Traditional Culture Encyclopedia - Traditional culture - edge detection

edge detection

Image edge information is mainly concentrated in high frequency band. Generally speaking, image sharpening or edge detection is essentially high-frequency filtering. We know that the difference operation is to find the rate of change of the signal, which has the function of strengthening the high-frequency components.

In spatial computing, sharpening an image is calculating differentiation.

Since the digital image is a discrete signal, the differential operation becomes calculating the difference or gradient.

There are many edge detection (gradient) operators in image processing, including ordinary first-order difference, Robert operator (cross difference), Sobel operator, etc., all of which are based on finding gradient intensity. Laplace operator (second order difference) is based on zero-crossing detection. By calculating the gradient and setting the threshold, the edge image is obtained.

Edge detection is a basic problem in image processing and computer vision.

The purpose of edge detection is to identify the points with obvious brightness changes in digital images.

Significant changes in image attributes usually reflect changes in important events and attributes.

Edge detection is a research field of image processing and computer vision, especially in feature extraction.

Unless the objects in the scene are very simple and the lighting conditions are well controlled, it is not easy to determine a threshold to judge how big the brightness change between two adjacent points is. In fact, this is one of the reasons why edge detection is not an insignificant problem.

Image edge detection greatly reduces the amount of data, eliminates the information that can be considered irrelevant, and retains the important structural attributes of the image.

There are many methods of edge detection, most of which can be divided into two categories:

Filtering is usually necessary as preprocessing of edge detection, and Gaussian filtering is usually used.

The disclosed edge detection method is used to calculate the measure of edge strength, which is essentially different from smooth filtering. Just as many edge detection methods rely on the calculation of image gradient, they use different kinds of filters to estimate the gradient in X direction and Y direction.

Other edge detection operations are based on the second derivative of brightness. This is essentially the rate of change of the brightness gradient.

In the case of ideal continuous change, detecting the zero-crossing point in the second derivative will get the local maximum in the gradient. On the other hand, the peak detection in the second derivative is edge detection as long as the image operation is represented by an appropriate scale.

As mentioned above, the edge line is double-edged, so we can see a brightness gradient on one side of the edge line and an opposite gradient on the other side. In this way, if there are edges in the image, we can see the great change of brightness gradient.

① Filtering: The edge detection algorithm is mainly based on the first and second derivatives of image intensity, but the calculation of derivatives is very sensitive to noise, so filters must be used to improve the performance of edge detectors related to noise. It should be pointed out that most filters reduce the noise, but also lead to the loss of edge strength. Therefore, there is a trade-off between enhancing edges and reducing noise.

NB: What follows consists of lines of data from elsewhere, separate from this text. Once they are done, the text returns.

PR #233, opened 2023-07-19
add in smarter timestamp parsing

whyrusleeping:
i'm surely missing some that are *Technically* valid, but i'd prefer we just got more strict on whats allowed.


bnewbold (approved):
there are some missing cases, but this is an improvement and realistically covers the vast majority of real-world vals.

② Enhancement: The basis of edge enhancement is to determine the change value of neighborhood intensity of each point in the image. The enhancement algorithm can highlight the points with significant changes in neighborhood (or local) intensity values. Edge enhancement is usually achieved by calculating the gradient amplitude.

③ Detection: There are many points with large gradient amplitude in the image, and these points are not all edges in a specific application field, so some method should be used to determine which points are edge points. The simplest edge detection standard is the gradient amplitude threshold standard.

④ Positioning: If the application requires to determine the edge position, the edge position can be estimated with sub-pixel resolution, and the edge direction can also be estimated.

In edge detection algorithm, the first three steps are very common. This is because in most cases, the edge detector only needs to point out that the edge appears near a pixel of the image, without pointing out the exact position or direction of the edge.

The essence of edge detection is to extract the boundary line between the object and the background in the image by using some algorithm. We define the edge as the boundary of the region where the gray level changes sharply in the image.

Edge detection method

The gradient of image gray level distribution can reflect the change of image gray level, so the edge detection operator can be obtained by using image local differentiation technology. The classical edge detection method is to achieve the purpose of edge detection by constructing edge detection operators for small neighborhood pixels in the original image.